The Ajoie (/fr/; Elsgau, Frainc-Comtou: Aidjoue) is an historic region roughly coinciding with Porrentruy District in the canton of Jura in northwestern Switzerland.

It is a part of the Jura plain, composed of six geographic areas:

- the Vendline (river) valley (northeast), with the communities Vendlincourt, Bonfol and Beurnevésin;
- La Baroche (east): Miécourt, Charmoille, Fregiécourt, Pleujouse and Asuel;
- the flanc du Mont Terri (south): Cornol, Courgenay, Fontenais and Bressaucourt;
- the Haute-Ajoie (west): Courtedoux, Chevenez, Rocourt, Roche-d'Or, Réclère, Damvant, Grandfontaine, Fahy and Bure;
- Allaine (river) valley (centre and north): Alle, Porrentruy, Courchavon, Courtemaîche, Montignez, Buix and Boncourt;
- the Coeuvatte valley (north): Coeuve, Damphreux and Lugnez.

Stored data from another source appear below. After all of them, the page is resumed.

PR #1302, opened 2025-11-14
machine api v0

richrines1:
simplified/expanded version of #1254

(tests should pass after server deploy)

### DIFF
--- a/general-superstaq/general_superstaq/machine_api.py
+++ b/general-superstaq/general_superstaq/machine_api.py
@@ -2,19 +2,9 @@
 
 from __future__ import annotations
 
-import dataclasses
 from collections.abc import Collection
 
 import general_superstaq as gss
-
-
-@dataclasses.dataclass
-class Task:
-    """A task to be executed on the machine."""
-
-    task_id: str
-    circuit: str
-    shots: int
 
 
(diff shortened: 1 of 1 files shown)


cirq-superstaq/cirq_superstaq/worker.py
```diff
@@ -0,0 +1,94 @@
...
+from general_superstaq.machine_api import MachineAPI
+
+import cirq_superstaq as css
+
+if TYPE_CHECKING:
+    import cirq
+
+
+@dataclasses.dataclass
+class Task:
```
bharat-thotakura, line 17: Is it worth renaming this `Task` name to distinguish it from `gss.machine_api.Task` (and I guess `gss.WorkerTask` is a different type entirely)? Or would they not really overlap?

bharat-thotakura (approved):
LGTM

cirq-superstaq/cirq_superstaq/worker.py
richrines1: oops, `gss.machine_api.Task` wasn't supposed to exist at all. just deleted.

(it's intentionally similar to WorkerTask - it's basically a container for the same info, except that the circuit has been deserialized)

PR #1314, opened 2025-12-05
Update target fields of `"aqt_keysight_qpu"` in `cirq` integration test

bharat-thotakura:
Fixes: https://github.com/Infleqtion/client-superstaq/issues/1313


vtomole:
Why was this available and now it's not?

PR #1325, opened 2025-12-27
update various qubit subspace gate protocols

richrines1:
* adds support for mixed-unitary gates (e.g. depolarizing noise in the qubit subspace)
* accounts for interchangeable qubits in `sub_gate`, when possible
* fixes a bug in `QubitSubspaceGate._apply_unitary_` when `sub_gate` doesn't have its own `_apply_unitary_` or `_unitary_` methods


cirq-superstaq/cirq_superstaq/ops/qudit_gates.py
```diff
@@ -576,6 +607,20 @@ def _trace_distance_bound_(self) -> float:
     def _has_unitary_(self) -> bool:
         return cirq.has_unitary(self._sub_gate)
 
+    def _unitary_(self) -> npt.NDArray[np.complex128] | None:
+        sub_unitary = cirq.unitary(self._sub_gate, default=None)
+
+        if sub_unitary is None:
+            return NotImplemented
```
dowusu-antwi, line 614: Why `NotImplemented` instead of `return None`?

cirq-superstaq/cirq_superstaq/ops/qudit_gates.py
```diff
@@ -586,7 +631,31 @@ def _apply_unitary_(self, args: cirq.ApplyUnitaryArgs) -> npt.NDArray[np.complex
...
+        if sub_mixture is None:
+            return NotImplemented
+
+        dim = np.prod(self._qid_shape).item()
+        grid = np.meshgrid(*self._subspaces, *self._subspaces, indexing="ij")
+        idxs = np.ravel_multi_index(grid, 2 * self._qid_shape)
+
+        mixture = []
+        for prob, sub_unitary in sub_mixture:
+            unitary = np.eye(dim, dtype=complex)
```
dowusu-antwi: nit: change `complex` to `np.complex128` for consistency?

richrines1: done.

cirq-superstaq/cirq_superstaq/ops/qudit_gates.py
richrines1: i believe most cirq gates use NotImplemented instead of None, which should tell various protocols (e.g. `cirq.unitary()`) to try another method instead of giving up. in this case there isn't really another method to try so it shouldn't matter, but for consistency i left it that way

(did realize the annotation was off though - now fixed)

richrines1: actually found a weird corner case where it matters:
```python
sub_gate = cirq.X ** sympy.Symbol("x")
op = css.qubit_subspace_op(sub_gate(cirq.q(0)), [3])
print(cirq.mixture(op, default="default"))
```
currently (correctly) prints "default", but if i change `NotImplemented` to `None` i instead get `((1.0, None),)`. this seems like it might be a cirq bug though

Issue #1321, opened 2025-12-19
consider making stim requirement optional


richrines1:
### What is happening?

installing stim adds ~10 minutes to our python 3.14 and windows checks (and in the latter case probably [won't](https://github.com/quantumlib/Stim/issues/1001) be fixed soon)

we only include the dependency so we can (de)serialize stimcirq gates, which we probably don't need to include in tests

PR #1327, opened 2025-12-31
make stimcirq requirement optional

richrines1:
closes: #1321


cirq-superstaq/pyproject.toml
```diff
@@ -37,6 +37,9 @@ file = ["dev-requirements.txt"]
 [tool.setuptools.dynamic.optional-dependencies.examples]
 file = ["example-requirements.txt"]
 
+[tool.setuptools.dynamic.optional-dependencies.stim]
+file = ["stim-requirements.txt"]
```
bharat-thotakura, line 41: Is it worth testing a stim installation in the coverage checks whose Python version has pre-built wheels? Or would this file just be local user thing?

richrines1: updated dev-requirements to install stimcirq on systems with prebuilt wheels so we get coverage everywhere it makes sense

bharat-thotakura: Thanks, sounds good! Btw, are we going to include the `stim-requirements.txt` file in the repo for Python 3.14 users?

richrines1: oops yep just forgot to git-add it :)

The inhabitants are mainly Roman Catholic. Each year on St. Martin's Day they enjoy a substantial banquet lasting for many hours, and composed of all the various cuts of freshly butchered pigs, together with regional wines and shots of damassine, the regional AOC eau de vie.

It is also an occasion to discover the traditions and other products of the Ajoie terroir.

The Swiss Army has established a large military camp for their armoured corps close to the Swiss-French border, on Bure territory.